OFR-003The Hunger Mountain Boys****                                               

-                Blue Ribbon Waltz

-                Old Fi Records, OFR-003

Web-Site: www.hungermountainboys.com

 

 

 

Das Cover besagt, dass die CD zwischen Frühling und Herbst 2005 im Off the Beat-n-Track Recording Studio in Southfield, MA. entstand, aber das könnt Ihr alles selber nachlesen.

 

Vorweg eine Kurzbeschreibung der Hunger Mountain Boys.
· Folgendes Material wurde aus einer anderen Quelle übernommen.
PR #4247, opened 2022-08-04
[3.3][DFSM] Move head node tags from launch template to instance definition.

gmarciani:
### Description of changes
Moved head node tags from head node launch template to head node instance definition. This  change is required by Dynamic File systems Mount (DFSM) in order to not trigger head node replacement on file systems changes.

Added unit tests that verifies tags in head node launch template and instance definition.

### Tests
1. Unit tests
2. Created a cluster and verified that the head node has the expected tags. 

### DIFF
--- a/CHANGELOG.md
+++ b/CHANGELOG.md
@@ -7,6 +7,7 @@ CHANGELOG
 **CHANGES**
 - Remove support for Python 3.6 in aws-parallelcluster-batch-cli.
 - Upgrade Python and NodeJS versions in API infrastructure, API Docker container and cluster Lambda resources.
+- Move head node tags from launch template to instance definition to avoid head node replacement on tags updates.
 
 3.2.0
 ------
--- a/cli/tests/pcluster/templates/test_cluster_stack.py
+++ b/cli/tests/pcluster/templates/test_cluster_stack.py
@@ -240,3 +240,127 @@ def _get_cfn_init_file_content(template, resource, file):
     content_separator = content_join[0]
     content_elements = content_join[1]
     return content_separator.join(str(elem) for elem in content_elements)
+
+
+@freeze_time("2021-01-01T01:01:01")
+@pytest.mark.parametrize(
+    "config_file_name, expected_instance_tags, expected_volume_tags",
+    [
+        (
+            "slurm.full.yaml",
+            {},
+            {
+                "parallelcluster:cluster-name": "clustername",
+                "parallelcluster:node-type": "HeadNode",
+                "String": "String",
+                "two": "two22",
+            },
+        ),
+        (
+            "awsbatch.full.yaml",
+            {},
+            {
+                "parallelcluster:cluster-name": "clustername",
+                "parallelcluster:node-type": "HeadNode",
+                "String": "String",
+                "two": "two22",
+            },
+        ),
+        (
+            "scheduler_plugin.full.yaml",
+            {},
+            {
+                "parallelcluster:cluster-name": "clustername",
+                "parallelcluster:node-type": "HeadNode",
+                "String": "String",
+                "two": "two22",
+            },
+        ),
+    ],
+)
+def test_head_node_tags_from_launch_template(mocker, config_file_name, expected_instance_tags, expected_volume_tags):
+    mock_aws_api(mocker)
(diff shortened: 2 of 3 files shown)


chenwany (commented):
Why don't we move tags outside launch template and use tags to the instance instead? 
```
 head_node_instance = ec2.CfnInstance(
        self,
        "HeadNode",
        launch_template=ec2.CfnInstance.LaunchTemplateSpecificationProperty(
            launch_template_id=head_node_launch_template.ref,
            version=head_node_launch_template.attr_latest_version_number,
        ),
        tags=<move to here>,
    )
```

gmarciani:
> Why don't we move tags outside launch template and use tags to the instance instead?
> 
> ```
>  head_node_instance = ec2.CfnInstance(
>         self,
>         "HeadNode",
>         launch_template=ec2.CfnInstance.LaunchTemplateSpecificationProperty(
>             launch_template_id=head_node_launch_template.ref,
>             version=head_node_launch_template.attr_latest_version_number,
>         ),
>         tags=<move to here>,
>     )
> ```

Totally agree with you.
I did that way in the first proposal of this PR because at that time that was the approach we agreed on.
Since we changed our mind on this, I've revised the approach by moving tags from head node launch template to instance definition.

CHANGELOG.md
```diff
@@ -7,6 +7,7 @@ CHANGELOG
 **CHANGES**
 - Remove support for Python 3.6 in aws-parallelcluster-batch-cli.
 - Upgrade Python and NodeJS versions in API infrastructure, API Docker container and cluster Lambda resources.
+- Move head node tags from launch template to instance definition to avoid head node replacement on tags updates.
```
enrico-usai, line 10: The first sentence might be: "Add support for Tags update."

With this change you're adding support for Tags update, so you can change the Tags Update Policy too (probably from `UNSUPPORTED` to `COMPUTE_FLEET_STOP`). If you don't want to do it right now (because this requires extending current integ tests for update functionality) let's add a todo in the     `tags = fields.Nested(...)` definition.

cli/tests/pcluster/templates/test_cluster_stack.py
```diff
@@ -240,3 +240,127 @@ def _get_cfn_init_file_content(template, resource, file):
...
+            {
+                "parallelcluster:cluster-name": "clustername",
+                "parallelcluster:node-type": "HeadNode",
+                "String": "String",
+                "two": "two22",
+            },
+        ),
+    ],
+)
+def test_head_node_tags_from_launch_template(mocker, config_file_name, expected_instance_tags, expected_volume_tags):
```
enrico-usai, line 281: Great job adding this test?

Can you double check if all the tags listed here for the head node are present? https://docs.aws.amazon.com/parallelcluster/latest/ug/resources-tags-v3.html 

We can add a link to this documentation in the test too.

CHANGELOG.md
gmarciani: I prefer to keep the two things separated; so, I'll go with a TODO in this PR.
The goal of this PR is to unblock tags updates, not to introduce the complete support for such updates.
By the way, I think we should go with `QUEUE_UPDATE_STRATEGY` rather than `COMPUTE_FLEET_STOP `

cli/tests/pcluster/templates/test_cluster_stack.py
gmarciani: Among the tags listed in [ParallelCluster Docs](https://docs.aws.amazon.com/parallelcluster/latest/ug/resources-tags-v3.html), only those prefixed with `parallelcluster:` are set via instance definition.

I noticed that in our docs we are missing the following tags and must be aligned:
1. `parallelcluster:attributes`
2. `parallelcluster:filesystem`
3. `parallelcluster:networking`

Furthermore, the docs list the tag `parallelcluster:version` that is actually correct, but currently some extra refactoring is required to make it checkable within this test. Adding a TODO for that.

enrico-usai: We decided to not publish them in our official doc because they are internal tags and we're not sure we want to preserve them in future.

enrico-usai (approved):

Das Duo besteht aus Teddy Weber (Gesang, Gitarre und Dobro) und Kip Beacco (Gesang, Mandoline, Fiddle & Gitarre). Auf ihrer Web-Site bezeichnen sie sich als „Early Country and Old Time Music Performers“. Diese Bezeichnung möchte ich übernehmen, zumal ich sie passend und raffiniert finde. Im Booklet steht auch, dass sie sich an den klassischen Duetts der 30er-, 40-er und 50-er Jahre orientieren. Dies nicht nur, indem sie in den braunen Anzügen aus jener Zeit auftreten, sondern auch im Stile der Louvin-Brothers singen bzw. musizieren.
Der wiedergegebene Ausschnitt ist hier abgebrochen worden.